▶ **Requirement**
Repeat, exactly as written, the line with "fix(dino-park): fixing smooth" and every line that follows it in the material below, ending with the last.

▶ **Data records**
= = = = = = =

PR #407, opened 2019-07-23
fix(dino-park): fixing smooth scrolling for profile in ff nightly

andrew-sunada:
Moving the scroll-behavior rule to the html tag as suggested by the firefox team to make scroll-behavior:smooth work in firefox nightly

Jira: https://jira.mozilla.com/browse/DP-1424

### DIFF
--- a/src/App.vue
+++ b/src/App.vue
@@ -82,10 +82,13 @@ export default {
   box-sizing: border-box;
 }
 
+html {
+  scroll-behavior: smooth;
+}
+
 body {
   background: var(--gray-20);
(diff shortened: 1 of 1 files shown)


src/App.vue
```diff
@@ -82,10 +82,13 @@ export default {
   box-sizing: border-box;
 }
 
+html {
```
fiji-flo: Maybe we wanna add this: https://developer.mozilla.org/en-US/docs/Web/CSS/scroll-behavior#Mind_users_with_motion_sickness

= = = = = = =

▶ **Answer for this exercise**
fix(dino-park): fixing smooth scrolling for profile in ff nightly

andrew-sunada:
Moving the scroll-behavior rule to the html tag as suggested by the firefox team to make scroll-behavior:smooth work in firefox nightly

Jira: https://jira.mozilla.com/browse/DP-1424

### DIFF
--- a/src/App.vue
+++ b/src/App.vue
@@ -82,10 +82,13 @@ export default {
   box-sizing: border-box;
 }
 
+html {
+  scroll-behavior: smooth;
+}
+
 body {
   background: var(--gray-20);
(diff shortened: 1 of 1 files shown)


src/App.vue
```diff
@@ -82,10 +82,13 @@ export default {
   box-sizing: border-box;
 }
 
+html {
```
fiji-flo: Maybe we wanna add this: https://developer.mozilla.org/en-US/docs/Web/CSS/scroll-behavior#Mind_users_with_motion_sickness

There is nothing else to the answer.